• [ASSIGNMENT] Would you please repeat the data exactly as given?

Dataset entries
• • •

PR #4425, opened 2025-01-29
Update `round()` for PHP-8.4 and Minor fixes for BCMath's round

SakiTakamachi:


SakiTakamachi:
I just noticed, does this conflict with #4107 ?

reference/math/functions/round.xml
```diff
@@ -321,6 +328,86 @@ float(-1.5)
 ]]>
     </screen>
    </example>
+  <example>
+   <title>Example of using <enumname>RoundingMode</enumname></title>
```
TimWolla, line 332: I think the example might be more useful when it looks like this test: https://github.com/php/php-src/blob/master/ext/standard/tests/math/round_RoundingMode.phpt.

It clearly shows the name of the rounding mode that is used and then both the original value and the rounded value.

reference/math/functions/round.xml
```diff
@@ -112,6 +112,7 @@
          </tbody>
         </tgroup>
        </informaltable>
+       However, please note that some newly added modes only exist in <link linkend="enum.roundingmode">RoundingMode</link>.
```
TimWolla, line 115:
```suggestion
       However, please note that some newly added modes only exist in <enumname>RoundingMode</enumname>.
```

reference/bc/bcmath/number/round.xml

• • •

• [SOLVED EXERCISE]
PR #4425, opened 2025-01-29
Update `round()` for PHP-8.4 and Minor fixes for BCMath's round

SakiTakamachi:


SakiTakamachi:
I just noticed, does this conflict with #4107 ?

reference/math/functions/round.xml
```diff
@@ -321,6 +328,86 @@ float(-1.5)
 ]]>
     </screen>
    </example>
+  <example>
+   <title>Example of using <enumname>RoundingMode</enumname></title>
```
TimWolla, line 332: I think the example might be more useful when it looks like this test: https://github.com/php/php-src/blob/master/ext/standard/tests/math/round_RoundingMode.phpt.

It clearly shows the name of the rounding mode that is used and then both the original value and the rounded value.

reference/math/functions/round.xml
```diff
@@ -112,6 +112,7 @@
          </tbody>
         </tgroup>
        </informaltable>
+       However, please note that some newly added modes only exist in <link linkend="enum.roundingmode">RoundingMode</link>.
```
TimWolla, line 115:
```suggestion
       However, please note that some newly added modes only exist in <enumname>RoundingMode</enumname>.
```

reference/bc/bcmath/number/round.xml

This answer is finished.